The worst patent trolls bring weak cases and use the cost of defending a lawsuit as leverage to force settlements. A company called Joao Bock Transaction Systems LLC (“JBTS”) has elevated this business model to an art form. The company is associated with patent attorney and prolific “inventor” Raymond Joao. Apparently not content with drafting patents on behalf of others, Joao began to file his own patents. His companies have since launched dozens of lawsuits against technology ranging from streaming video to financial transactions. Of course, if you talk to the people who actually pioneered real-world technology, they’ve never heard of Joao or his companies. From all indications, Joao is solely in business of filing paper patents and forming companies to sue.
While all of Joao’s patents are contenders, we’ve chosen US Patent No. 7,096,003 (the ’003 patent), titled “Transaction Security Apparatus,” as our Stupid Patent of the Month.
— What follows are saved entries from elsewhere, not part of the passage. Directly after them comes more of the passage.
PR #816, opened 2022-12-22
New NDJSON format - tile imagery

ovalle15:


msokoloff1:
This seems like a duplicate of the notebook here https://github.com/Labelbox/labelbox-python/pull/817. I would say let's consolidate this. MAL is a type of annotation import so idk why it needs to be treated differently for each type. We should highlight the fact that all of the schemas are the same whether you do mal / label import / mea import.

PR #818, opened 2022-12-22
increase max string len to 1024

msokoloff1:


kkim-labelbox (approved):

msokoloff1:
Keeping this branch around because some current tests rely on this. Please delete at any point in 2023

PR #819, opened 2022-12-22
[AL-0] Fix tests that were flaky due to label creation

kkim-labelbox:
- Added a step to wait for label to finish processing in `configured_project_with_label`
- Added a step to wait for data row to finish processing for tests that rely on media_attributes to be populated, specifically tests that use label exports (labels on data rows that have not been processed are not exported).

### DIFF
--- a/tests/integration/conftest.py
+++ b/tests/integration/conftest.py
@@ -119,6 +119,49 @@ def get_invites(client):
     return invites
 
 
+def wait_for_data_row_processing(client, data_row):
+    """
+    Do not use. Only for testing.
+
+    Returns DataRow after waiting for it to finish processing media_attributes.
+    Some tests, specifically ones that rely on label export, rely on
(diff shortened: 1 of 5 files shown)


msokoloff1 (approved):

tests/integration/conftest.py
```diff
@@ -407,3 +407,56 @@ def configured_project_with_complex_ontology(client, rand_gen, image_url):
...
+
+    Returns DataRow after waiting for it to finish processing media_attributes.
+    Some tests, specifically ones that rely on label export, rely on
+    DataRow be fully processed with media_attributes
+    """
+
+    def func(client, data_row):
+        data_row_id = data_row.uid
+        timeout_seconds = 60
+        while True:
```
whistler, line 425: We could also use the [retry](https://pypi.org/project/retry/) package for this logic.

PR #823, opened 2022-12-23
add local guardian when running sdk tests

apollonin:
Help avoid issue when one of the required service is not running locally

### DIFF
--- a/Makefile
+++ b/Makefile
@@ -4,18 +4,24 @@ build:
 
 
 test-local: build
+
+	@# if PATH_TO_TEST we asuume you know what you are doing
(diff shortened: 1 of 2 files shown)


kkim-labelbox (commented):
Awesome work! Could you add a check for rabbitmq as well?

apollonin:
> 

do you mean RabbitMq which is part of intelligence setuip? I assume if API works (by curl :8080), then rabbitmq as well as elastic search are alive as well

cssetian (approved):
Approving since Kevin's OOO and the risk of these changes is low (ie local test running)

PR #826, opened 2023-01-04
[AL-0] Add assertion for label import failure

kkim-labelbox:


cssetian (approved):

attila-papai (approved):
thanks @kkim-labelbox  !

PR #830, opened 2023-01-06
Add VSCode dev container

whistler:
Add configuration for creating a reproducible VSCode development environment inside a docker container.

### DIFF
--- a/requirements-dev.txt
+++ b/requirements-dev.txt
@@ -1,0 +1,12 @@
+# Requirements for development environment. These are not needed for CI.
+
+# Requirements for development
+ipdb==0.13.11
+rich==12.6.0
+ipykernel==6.16.2
+ipywidgets==8.0.3
+pre-commit==2.21.0
+tox==4.0.16
+# Requirements for example notebooks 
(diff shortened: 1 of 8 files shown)


requirements-dev.txt
```diff
@@ -0,0 +1,12 @@
+# Requirements for development environment. These are not needed for CI.
```
apollonin, line 1: I know we use `poetry` all around the services to manage python dependencies. I think we can use it here as well. 
I wonder if we also can use poetry's virtual env instead of devcontainer to manage this environment? I don't have experience with VSCode devcontainer, though

whistler: True this can be done in a poetry virtualenv as well, but I feel this is more reproducible and more similar to the CI environment. Longer story: I was getting a bunch of segfaults in python libs when running the SDK on OSX, and had to reinstall python on two different occasions, so decided to develop in a docker container instead.

whistler:
Closing this PR.  Since SDK isnt meant to be run in a docker container, its better to use poetry instead. However dev containers can be useful for developing services.

PR #831, opened 2023-01-06
[AL-4418] [AL-3976] Make dataset tests parallelizable

whistler:
Remove the assumption that only the current test is modifying data stores for dataset integration tests. Tested on staging. 
Screenshot 2023-01-18 at 9 56 11 PM


apollonin (commented):
this is a great start! Do you want to merge these changes right away?

apollonin (approved):

tests/integration/test_dataset.py
```diff
@@ -48,9 +40,6 @@ def test_dataset(client, rand_gen):
     assert dataset.description == description
 
     dataset.delete()
```
kkim-labelbox, line 42: It would be good to add a check for the deleted dataset here by querying for the dataset
```
with pytest.raises(SomeException):
   client.get_dataset(dataset.uid)
```

tests/integration/test_pagination.py
```diff
@@ -0,0 +1,13 @@
+from copy import copy
+
+
+def test_get_one_and_many_dataset_order(client):
```
kkim-labelbox, line 4: Nice work adding coverage for pagination!

tests/integration/test_dataset.py
whistler: This already exists on line 44.

tests/integration/test_pagination.py
whistler: I felt that part of the test_dataset was really testing pagination so I moved that here.

tests/integration/test_client_errors.py
```diff
@@ -45,7 +45,7 @@ def test_semantic_error(client):
 def test_timeout_error(client, project):
     with pytest.raises(labelbox.exceptions.TimeoutError) as excinfo:
         query_str = """query getOntology { 
-        project (where: {id: $%s}) {
```
apollonin, line 48: how did it even work ?

tests/integration/test_data_row_metadata.py
```diff
@@ -17,7 +18,7 @@
 TEXT_SCHEMA_ID = "cko8s9r5v0001h2dk9elqdidh"
 CAPTURE_DT_SCHEMA_ID = "cko8sdzv70006h2dk8jg64zvb"
 PRE_COMPUTED_EMBEDDINGS_ID = 'ckrzang79000008l6hb5s6za1'
-CUSTOM_TEXT_SCHEMA_NAME = 'custom_text'
+CUSTOM_TEXT_SCHEMA_NAME = 'datarow_metadata_custom_text'
```
apollonin, line 21: I wonder if we want to use random schema name here for each test?

tests/integration/test_user_and_org.py
```diff
@@ -19,5 +19,5 @@ def test_user_and_org_projects(project):
 
     assert project.created_by() == user
     assert project.organization() == org
-    assert set(user.projects()) == user_projects.union({project})
-    assert set(org.projects()) == org_projects.union({project})
+    assert project in user_projects
```
apollonin, line 22: great catch! It has been intermittently failing recently on staging and with your change now should be fine!

apollonin (approved):

tests/integration/test_client_errors.py
whistler: maybe it timed out before this got evaluated.

tests/integration/test_data_row_metadata.py
whistler: I think this change is not needed anymore so I'll revert it, before we were creating and deleting this for each test, but that doesn't work with parallel tests.

PR #836, opened 2023-01-18
[AL-000] Fixed missing confidence attribute in NDline and NDTextEntity

dubininsergey:
In this PR we fix missing confidence attribute for Polyline and TextEntity objects, also adding missing tests for these cases

### DIFF
--- a/labelbox/data/serialization/ndjson/objects.py
+++ b/labelbox/data/serialization/ndjson/objects.py
@@ -96,7 +96,8 @@ class NDLine(NDBaseObject, ConfidenceMixin):
     def from_common(cls, line: Line,
                     classifications: List[ClassificationAnnotation], name: str,
                     feature_schema_id: Cuid, extra: Dict[str, Any],
-                    data: Union[ImageData, TextData]) -> "NDLine":
+                    data: Union[ImageData, TextData], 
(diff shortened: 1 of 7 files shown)


labelbox/data/serialization/ndjson/objects.py
```diff
@@ -96,7 +96,8 @@ def to_common(self) -> Line:
     def from_common(cls, line: Line,
                     classifications: List[ClassificationAnnotation], name: str,
                     feature_schema_id: Cuid, extra: Dict[str, Any],
-                    data: Union[ImageData, TextData]) -> "NDLine":
+                    data: Union[ImageData,
+                                TextData], confidence: float) -> "NDLine":
```
msokoloff1, line 100: Won't this break if confidence isn't set?

```
        optional_kwargs = {}
        if (annotation.confidence):
            optional_kwargs['confidence'] = annotation.confidence
...
       
        return obj.from_common(annotation.value, subclasses, annotation.name,
                               annotation.feature_schema_id, annotation.extra,
                               data, **optional_kwargs)
```
There is no positional argument for confidence or default

dubininsergey: correct, fixed

msokoloff1 (approved):

PR #1, opened 2021-05-07
Revert "converted prop types to safer React.ComponentPropsWithRef, op…

nilueps:
switched up the component props strategy based on advice for building a react component librairy found here: https://react-typescript-cheatsheet.netlify.app/docs/advanced/intro

Also switched from `import [module], { ...module } from 'react'` to `import * as React from 'react`


nilueps:
nvm I messed up my commit history!

PR #13, opened 2021-06-21
bugfix: case view restricts parties options based on party type

nilueps:
Should work. But SSR forces page refresh on case type choice. Maybe a better solution would filter the parties client-side?

### DIFF
--- a/api2/pkg/parties/parties/client.go
+++ b/api2/pkg/parties/parties/client.go
@@ -19,11 +19,21 @@ func NewClient(basePath string) *Client {
 	}
 }
 
+type ListOptions struct {
+	PartyType string `json:"partyTypeId" bson:"partyTypeId"`
+}
+
 func (c *Client) List(ctx context.Context, listOptions ListOptions) (*PartyList, error) {
 	req, err := http.NewRequest("GET", c.basePath+"/apis/v1/parties", nil)
 	if err != nil {
 		return nil, err
 	}
+	//req = req.WithContext(ctx)
+	qry := req.URL.Query()
+	if len(listOptions.PartyType) > 0 {
+		qry.Set("partyTypeId", listOptions.PartyType)
+	}
+	req.URL.RawQuery = qry.Encode()
 	req.Header.Set("Accept", "application/json")
 	res, err := http.DefaultClient.Do(req)
 	if err != nil {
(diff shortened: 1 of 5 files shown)


api2/pkg/parties/parties/client.go
```diff
@@ -19,11 +19,21 @@ func NewClient(basePath string) *Client {
...
+type ListOptions struct {
+	PartyType string `json:"partyTypeId" bson:"partyTypeId"`
+}
+
 func (c *Client) List(ctx context.Context, listOptions ListOptions) (*PartyList, error) {
 	req, err := http.NewRequest("GET", c.basePath+"/apis/v1/parties", nil)
 	if err != nil {
 		return nil, err
 	}
+	//req = req.WithContext(ctx)
```
ludydoo, line 31: Don't remove this ;)

api2/pkg/webapp/cases.go
```diff
@@ -127,19 +127,29 @@ func (h *Handler) NewCase(w http.ResponseWriter, req *http.Request) {
...
-	})
-
 	if err := g.Wait(); err != nil {
 		http.Error(w, err.Error(), http.StatusInternalServerError)
 		return
 	}
 
 	qry := req.URL.Query()
+	caseTypeId := qry.Get("caseTypeId")
+	var partyTypeId string
```
ludydoo, line 137: partyTypeID := ""

api2/pkg/webapp/templates/casenew.gohtml
```diff
@@ -31,7 +31,7 @@
                     </div>
                     <div class="form-floating mb-3">
                         <select id="party" class="form-select" name="partyId">
-                            {{if .Parties}}
+                            {{if and .Parties}}
```
ludydoo, line 34: no need for and

api2/pkg/webapp/templates/casenew.gohtml
```diff
@@ -56,6 +56,14 @@
             </div>
         </div>
     </div>
+    <script>
+        const caseTypeSelect = document.querySelector("#case-type");
+        caseTypeSelect.onchange = (event) => {
+            const caseTypeId = event.target.value;
+            if (caseTypeId === "") return;
```
ludydoo, line 63: use braces for all ifs

```
if (caseTypeId === ""){
  return
}
```

ludydoo (approved):

PR #14, opened 2021-06-21
Cor 11 referral from caseview

nilueps:
Implementing this revealed another issue we haven't addressed. Namely, that the referral UI should allow the user to select a  `CaseType` only if that `CaseType` has the proper `PartyTypeID` for the given `Party`.

I already created another [ticket](https://dteam-nrc.atlassian.net/browse/COR-26) for this and assigned it to myself


nilueps:
On second though, I'll fix this on this branch and make another PR

PR #19, opened 2021-06-22
COR-2 user authentication

ludydoo:
This is a big PR.

Some code was merged into main beforehand, but I'm gonna consider its part of this PR 

1. An `auth` handler that handles `login`, `logout` and `callback` handler for oidc
2. An `auth` middleware that validates if a user is logged in. If not, redirects to the login page.
3. Possibility of using the `session` that contains the access token, or pass the access token in the `Authorization` header
4. Fix tests to log in as admin/admin user automatically
5. Each client must forward the access token when talking to the api (loopback)
6. Create dummy admin/admin user on startup


api2/pkg/auth/handler.go
```diff
@@ -33,7 +40,12 @@ func init() {
 	gob.Register(&Profile{})
 }
 
-func NewHandler(ctx context.Context, issuerURL, clientID, clientSecret, redirectURL string, store sessionmanager.Store) (*Handler, error) {
+func NewHandler(
```
shinroo, line 43: We should introduce a consistent rule for how to format params to functions like this. Is it possible to make that a team-wide editor setting as well @ludydoo ?

shinroo (commented):
Hey, took a browse through.

I noticed we apply this in most client methods:
```go
auth.SetAuthorizationHeader(ctx, req)
```
But not in the relationshipparties client. Should this change be made there as well?

ludydoo:
@shinroo good find! yes that would be necessary, I can add it

api2/pkg/auth/handler.go
nilueps: I think Go comes with it's own formatting tool `go fmt` that should handle most cases like these. In goland you can format a file with it using `Ctrl+Alt+Shift+F`.

nilueps (approved):

PR #22, opened 2021-06-22
improve case view

ludydoo:


ludydoo:
Screenshot from 2021-06-22 19-10-46
Screenshot from 2021-06-22 19-10-37

shinroo (commented):
I think having the case status as a tag might be better, as this would make it easier to introduce other statuses like `inReview` along the lines of what Abraham showed us today

nilueps:
I agree, a named tag is less ambiguous. But maybe this is something we should ask Cassie about?

ludydoo:
I think that a case could be either done or not done. After that they might have different statuses (think Kanban board). Issues can be in progress, todo, in review, etc. But they are also either done or not done

I imagine that each team would have their own statuses

nilueps:
In that case, maybe at least the shape should change, like 'X' for "not done" and 'V' (a check-mark) for "done". Relying only on color is bad for color-blind folks

nilueps (commented):
From the [BS Icons](https://icons.getbootstrap.com/#icons) there's 'x-circle' and 'check-circle'

nilueps (commented):
.

nilueps (changes requested):
err, still gettinh the hang of this

nilueps:
I'm gonna merge this because I need to work on these files and I anticipate conflicts.

Please let me know if there's a better solution.

PR #26, opened 2021-06-23
COR-36 redirect users to the case view after create/update

ludydoo:


api2/pkg/cases/cases/rest.go
```diff
@@ -105,8 +105,8 @@ func (h *Handler) Put(w http.ResponseWriter, req *http.Request) {
 		return
 	}
 
-	r.PartyID = payload.PartyID
-	r.CaseTypeID = payload.CaseTypeID
+	// r.PartyID = payload.PartyID
```
shinroo, line 108: Can we delete these commented lines?

api2/pkg/webapp/cases.go
```diff
@@ -196,8 +196,10 @@ func (h *Handler) PostCase(ctx context.Context, id string, w http.ResponseWriter
 	done := req.Form.Get("done")
 	parentId := req.Form.Get("parentId")
 
+	var kase *cases.Case
```
shinroo, line 199: Why do we define kase and err here, rather than using the := notation inside the if/else?

ludydoo: Because the kase might be either populated from Create or Update (its a shared var)

api2/pkg/cases/cases/rest.go
ludydoo: Yes!

PR #27, opened 2021-06-23
COR-34 redirect users when token is expired

ludydoo:


api2/pkg/auth/middleware.go
```diff
@@ -23,47 +24,59 @@ func (h *Handler) Authenticate() func(handler http.Handler) http.Handler {
...
-					return
 				}
+			}
 
-				jkws, err := h.KeycloakClient.GetPublicKeys()
-				if err != nil {
-					doNext(req, false)
-					return
-				}
+			if len(accessToken) == 0 {
```
shinroo, line 37: Since we have `isInStore`, could this be `!isInStore` instead?

ludydoo: Not really, because the access token might come from the store or from the Authorization header...

PR #30, opened 2021-06-23
COR-22: select casetype team

shinroo:
1. Add team ID to case type struct
2. On case type creation show dropdown for team


ludydoo (approved):
Looking good!!

PR #33, opened 2021-06-23
COR-41: Refactor relationship type rules

shinroo:
- Renamed party type fields to party type ids
- Had to make some small changes to Case code to get the tests to run, but the case tests still have 2 failing cases @ludydoo 
- Checked the features in the UI and it seems to work, despite the failing Case tests

### DIFF
--- a/api2/pkg/webapp/casetypes.go
+++ b/api2/pkg/webapp/casetypes.go
@@ -41,6 +41,49 @@ func (h *Handler) CaseTypes(w http.ResponseWriter, req *http.Request) {
 	}
 }
 
+func (h *Handler) PostCaseType(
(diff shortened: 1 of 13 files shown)


api2/pkg/webapp/casetypes.go
```diff
@@ -41,6 +41,49 @@ func (h *Handler) CaseTypes(w http.ResponseWriter, req *http.Request) {
 	}
 }
 
+func (h *Handler) PostCaseType(
```
shinroo, line 44: @senyaoh I had to move this function above the others and fix the missing } problem!

ludydoo (approved):

PR #36, opened 2021-06-23
Cor 32 bootstrap cypress

nilueps:
Instructions in README, should be fairly straightforward. Next step is writing the actual tests :)


nilueps:
Just realized my files didn't get commited

shinroo (approved):
Looks good to me, was able to install cypress and run the tests according to the README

This patent, part of a family that includes US Patent No. 6,529,725 (the ’725 patent), relates to electronic financial transactions. The patent purports to describe a new system for secure transactions that includes a step of obtaining authorization from the account owner. The claims are drafted in vague, functional terms with language like “a processing device” that “processes information regarding a banking transaction” and “generates a signal containing information for authorizing or disallowing the transaction.” JBTS has been asserting the patent against dozens of banks and financial services companies, essentially saying that the patent covers any electronic transaction with a confirmation step.
What makes Joao’s patent extra special, however, is the staggering number of patent claims. All patents end with at least one claim (the claims are the part of the patent that are supposed to alert the public to the boundaries of the invention). The average number of claims per patent is around 20. The ’003 patent, however, has an astonishing 424 claims: a seemingly endless list of small, indeed mostly trivial, variations on the same idea. The related ‘725 patent has another 340 claims, bringing the total to over 750 claims all based off the same application.
We do not believe there is any legitimate reason for Joao to include so many claims in his patent applications. In fact, it appears this is done solely to allow him to game the system. First, it allows him to raise the cost of defending a lawsuit—for example, in its complaints, JBTS doesn’t identify a single claim that’s allegedly infringed, likely to prevent a motion to dismiss. More disturbingly, JBTS has used the duplicative claims to continue asserting the patents despite multiple defeats in court. Each time the company loses, it picks out some new claims and asserts those, even though they are largely identical to claims already thrown out.